▸ **Exercise aim**
Look through the data below and extract, unchanged, the lines from the one that contains "I don't think" to the one that contains "Please just update the docblocks.", both included.

Top of Exercise input

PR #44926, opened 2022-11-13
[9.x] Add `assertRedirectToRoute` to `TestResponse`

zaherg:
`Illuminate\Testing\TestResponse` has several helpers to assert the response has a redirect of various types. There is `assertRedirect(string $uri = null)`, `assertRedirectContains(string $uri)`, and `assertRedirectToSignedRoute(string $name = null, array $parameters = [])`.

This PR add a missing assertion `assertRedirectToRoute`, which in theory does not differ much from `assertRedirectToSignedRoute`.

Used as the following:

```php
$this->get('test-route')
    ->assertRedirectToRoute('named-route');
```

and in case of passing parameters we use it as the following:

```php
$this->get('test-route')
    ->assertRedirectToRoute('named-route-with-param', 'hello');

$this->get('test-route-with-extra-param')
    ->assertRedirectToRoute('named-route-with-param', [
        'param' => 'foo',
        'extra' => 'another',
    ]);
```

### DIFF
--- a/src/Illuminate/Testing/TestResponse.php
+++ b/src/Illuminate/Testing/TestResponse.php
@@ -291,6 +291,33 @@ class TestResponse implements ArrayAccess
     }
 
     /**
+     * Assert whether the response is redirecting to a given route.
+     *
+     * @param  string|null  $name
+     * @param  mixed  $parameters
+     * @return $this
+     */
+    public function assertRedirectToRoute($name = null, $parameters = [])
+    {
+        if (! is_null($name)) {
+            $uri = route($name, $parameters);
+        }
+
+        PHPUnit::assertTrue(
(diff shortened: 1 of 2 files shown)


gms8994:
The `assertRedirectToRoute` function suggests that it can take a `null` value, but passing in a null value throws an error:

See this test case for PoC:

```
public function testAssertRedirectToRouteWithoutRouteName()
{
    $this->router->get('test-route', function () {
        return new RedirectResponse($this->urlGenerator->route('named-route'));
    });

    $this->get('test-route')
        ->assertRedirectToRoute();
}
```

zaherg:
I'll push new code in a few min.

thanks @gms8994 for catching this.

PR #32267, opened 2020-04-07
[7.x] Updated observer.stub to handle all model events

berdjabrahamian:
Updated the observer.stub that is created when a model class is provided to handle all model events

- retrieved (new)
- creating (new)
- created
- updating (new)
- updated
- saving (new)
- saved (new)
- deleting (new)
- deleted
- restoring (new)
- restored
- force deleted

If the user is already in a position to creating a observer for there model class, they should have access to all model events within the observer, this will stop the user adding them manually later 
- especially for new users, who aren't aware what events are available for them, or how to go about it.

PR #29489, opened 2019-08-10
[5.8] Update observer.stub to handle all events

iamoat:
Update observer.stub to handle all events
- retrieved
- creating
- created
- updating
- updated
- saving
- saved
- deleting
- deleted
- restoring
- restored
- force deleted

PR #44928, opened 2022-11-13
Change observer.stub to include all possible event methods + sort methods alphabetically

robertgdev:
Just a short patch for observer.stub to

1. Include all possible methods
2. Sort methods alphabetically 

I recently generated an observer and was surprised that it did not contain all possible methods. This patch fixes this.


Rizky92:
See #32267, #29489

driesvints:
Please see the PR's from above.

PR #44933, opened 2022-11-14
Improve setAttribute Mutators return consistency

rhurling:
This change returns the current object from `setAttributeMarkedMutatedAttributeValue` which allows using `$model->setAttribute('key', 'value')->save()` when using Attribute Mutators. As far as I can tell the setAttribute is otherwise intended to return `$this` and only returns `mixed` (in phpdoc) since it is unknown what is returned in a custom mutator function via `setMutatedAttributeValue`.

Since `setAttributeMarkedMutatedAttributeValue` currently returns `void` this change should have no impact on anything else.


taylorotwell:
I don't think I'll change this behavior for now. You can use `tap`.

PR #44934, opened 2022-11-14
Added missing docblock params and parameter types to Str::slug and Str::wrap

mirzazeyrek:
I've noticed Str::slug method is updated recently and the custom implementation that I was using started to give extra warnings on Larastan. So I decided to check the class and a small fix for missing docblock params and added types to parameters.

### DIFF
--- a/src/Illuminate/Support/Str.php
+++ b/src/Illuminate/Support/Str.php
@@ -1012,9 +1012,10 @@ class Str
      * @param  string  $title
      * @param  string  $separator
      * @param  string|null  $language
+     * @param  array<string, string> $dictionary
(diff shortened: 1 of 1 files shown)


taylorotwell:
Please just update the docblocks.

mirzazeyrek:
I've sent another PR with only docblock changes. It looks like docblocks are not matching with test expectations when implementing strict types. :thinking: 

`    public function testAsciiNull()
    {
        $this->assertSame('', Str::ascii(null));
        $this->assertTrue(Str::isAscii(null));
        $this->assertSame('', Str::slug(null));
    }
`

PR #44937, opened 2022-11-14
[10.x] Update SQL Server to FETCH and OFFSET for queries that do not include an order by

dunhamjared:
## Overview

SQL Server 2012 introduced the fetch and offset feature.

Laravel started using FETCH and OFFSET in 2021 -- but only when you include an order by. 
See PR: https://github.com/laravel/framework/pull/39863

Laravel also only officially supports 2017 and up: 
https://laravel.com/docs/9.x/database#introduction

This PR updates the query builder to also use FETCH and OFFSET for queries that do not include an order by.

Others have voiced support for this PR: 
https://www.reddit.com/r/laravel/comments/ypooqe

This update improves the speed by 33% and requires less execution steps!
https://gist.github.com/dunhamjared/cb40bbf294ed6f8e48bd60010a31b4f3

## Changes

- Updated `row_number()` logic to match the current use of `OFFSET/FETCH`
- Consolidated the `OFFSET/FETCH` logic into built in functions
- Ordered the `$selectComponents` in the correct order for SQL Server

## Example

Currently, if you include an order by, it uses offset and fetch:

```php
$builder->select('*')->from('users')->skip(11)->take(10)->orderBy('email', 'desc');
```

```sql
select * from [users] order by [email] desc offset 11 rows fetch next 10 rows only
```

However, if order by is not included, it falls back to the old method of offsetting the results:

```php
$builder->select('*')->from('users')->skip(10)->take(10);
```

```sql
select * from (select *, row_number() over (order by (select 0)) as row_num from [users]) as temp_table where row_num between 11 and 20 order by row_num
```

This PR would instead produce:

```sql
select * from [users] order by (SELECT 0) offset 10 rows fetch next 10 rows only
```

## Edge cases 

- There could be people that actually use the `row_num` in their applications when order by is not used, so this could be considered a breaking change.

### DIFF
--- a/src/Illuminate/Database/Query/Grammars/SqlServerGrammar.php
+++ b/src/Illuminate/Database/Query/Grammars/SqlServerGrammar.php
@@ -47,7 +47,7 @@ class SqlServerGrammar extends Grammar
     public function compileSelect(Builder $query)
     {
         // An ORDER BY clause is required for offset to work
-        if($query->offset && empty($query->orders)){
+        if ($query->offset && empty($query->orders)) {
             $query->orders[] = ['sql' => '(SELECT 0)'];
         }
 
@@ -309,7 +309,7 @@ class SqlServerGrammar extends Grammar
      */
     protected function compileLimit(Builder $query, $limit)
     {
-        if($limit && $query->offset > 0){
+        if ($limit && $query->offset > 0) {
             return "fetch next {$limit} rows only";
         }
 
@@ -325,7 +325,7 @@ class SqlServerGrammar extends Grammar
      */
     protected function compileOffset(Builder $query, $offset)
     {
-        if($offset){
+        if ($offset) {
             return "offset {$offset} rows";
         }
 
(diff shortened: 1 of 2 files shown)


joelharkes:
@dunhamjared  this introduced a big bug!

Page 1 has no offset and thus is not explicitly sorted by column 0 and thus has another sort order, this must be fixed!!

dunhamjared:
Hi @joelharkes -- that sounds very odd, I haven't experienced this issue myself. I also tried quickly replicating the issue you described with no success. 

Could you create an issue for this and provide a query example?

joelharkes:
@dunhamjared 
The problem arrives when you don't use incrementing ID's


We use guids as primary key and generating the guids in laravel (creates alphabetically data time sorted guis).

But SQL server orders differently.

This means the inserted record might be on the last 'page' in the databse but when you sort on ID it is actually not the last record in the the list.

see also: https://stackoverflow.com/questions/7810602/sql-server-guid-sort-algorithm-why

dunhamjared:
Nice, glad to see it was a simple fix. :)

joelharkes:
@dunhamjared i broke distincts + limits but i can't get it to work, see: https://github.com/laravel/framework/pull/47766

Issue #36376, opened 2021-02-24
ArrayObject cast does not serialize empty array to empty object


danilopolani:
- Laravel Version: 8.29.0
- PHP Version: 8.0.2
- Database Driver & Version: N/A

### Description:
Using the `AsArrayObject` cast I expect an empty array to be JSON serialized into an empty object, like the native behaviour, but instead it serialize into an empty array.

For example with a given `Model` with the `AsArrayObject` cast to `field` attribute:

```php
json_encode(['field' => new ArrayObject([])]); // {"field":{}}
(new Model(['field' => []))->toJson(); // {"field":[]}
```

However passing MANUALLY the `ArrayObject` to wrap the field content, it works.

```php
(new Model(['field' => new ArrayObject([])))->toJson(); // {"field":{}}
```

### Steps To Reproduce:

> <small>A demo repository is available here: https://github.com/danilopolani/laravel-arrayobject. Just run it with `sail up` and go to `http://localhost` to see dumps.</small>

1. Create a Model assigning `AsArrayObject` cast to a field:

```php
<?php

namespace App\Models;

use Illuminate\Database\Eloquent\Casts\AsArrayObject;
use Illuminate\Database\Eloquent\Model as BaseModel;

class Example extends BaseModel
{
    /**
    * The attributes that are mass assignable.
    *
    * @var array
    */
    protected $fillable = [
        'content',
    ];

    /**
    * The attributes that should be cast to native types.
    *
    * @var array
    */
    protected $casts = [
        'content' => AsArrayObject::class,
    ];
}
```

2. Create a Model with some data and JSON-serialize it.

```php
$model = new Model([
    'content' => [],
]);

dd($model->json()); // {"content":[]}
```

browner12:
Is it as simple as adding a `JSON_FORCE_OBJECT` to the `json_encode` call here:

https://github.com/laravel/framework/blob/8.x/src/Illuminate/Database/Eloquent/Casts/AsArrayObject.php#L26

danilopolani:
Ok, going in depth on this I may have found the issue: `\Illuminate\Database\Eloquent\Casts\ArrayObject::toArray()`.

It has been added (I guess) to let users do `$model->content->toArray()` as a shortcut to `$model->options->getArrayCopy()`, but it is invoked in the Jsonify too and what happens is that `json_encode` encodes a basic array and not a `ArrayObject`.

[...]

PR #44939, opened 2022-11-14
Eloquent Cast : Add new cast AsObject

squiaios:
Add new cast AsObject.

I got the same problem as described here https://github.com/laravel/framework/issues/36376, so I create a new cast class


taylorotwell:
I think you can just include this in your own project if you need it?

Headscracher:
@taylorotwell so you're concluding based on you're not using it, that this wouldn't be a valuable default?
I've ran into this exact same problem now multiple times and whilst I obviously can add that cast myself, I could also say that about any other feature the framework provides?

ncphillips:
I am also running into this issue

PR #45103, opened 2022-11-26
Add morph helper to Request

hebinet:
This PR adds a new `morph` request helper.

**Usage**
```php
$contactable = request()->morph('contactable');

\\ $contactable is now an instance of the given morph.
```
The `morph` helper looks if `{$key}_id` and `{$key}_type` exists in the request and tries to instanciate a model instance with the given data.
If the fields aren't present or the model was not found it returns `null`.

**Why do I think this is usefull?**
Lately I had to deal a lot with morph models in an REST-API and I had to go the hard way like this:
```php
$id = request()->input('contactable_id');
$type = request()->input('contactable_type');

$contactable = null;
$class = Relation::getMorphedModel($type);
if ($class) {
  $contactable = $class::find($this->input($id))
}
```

Bottom of Exercise input

▸ **Response below**
I don't think I'll change this behavior for now. You can use `tap`.

PR #44934, opened 2022-11-14
Added missing docblock params and parameter types to Str::slug and Str::wrap

mirzazeyrek:
I've noticed Str::slug method is updated recently and the custom implementation that I was using started to give extra warnings on Larastan. So I decided to check the class and a small fix for missing docblock params and added types to parameters.

### DIFF
--- a/src/Illuminate/Support/Str.php
+++ b/src/Illuminate/Support/Str.php
@@ -1012,9 +1012,10 @@ class Str
      * @param  string  $title
      * @param  string  $separator
      * @param  string|null  $language
+     * @param  array<string, string> $dictionary
(diff shortened: 1 of 1 files shown)


taylorotwell:
Please just update the docblocks.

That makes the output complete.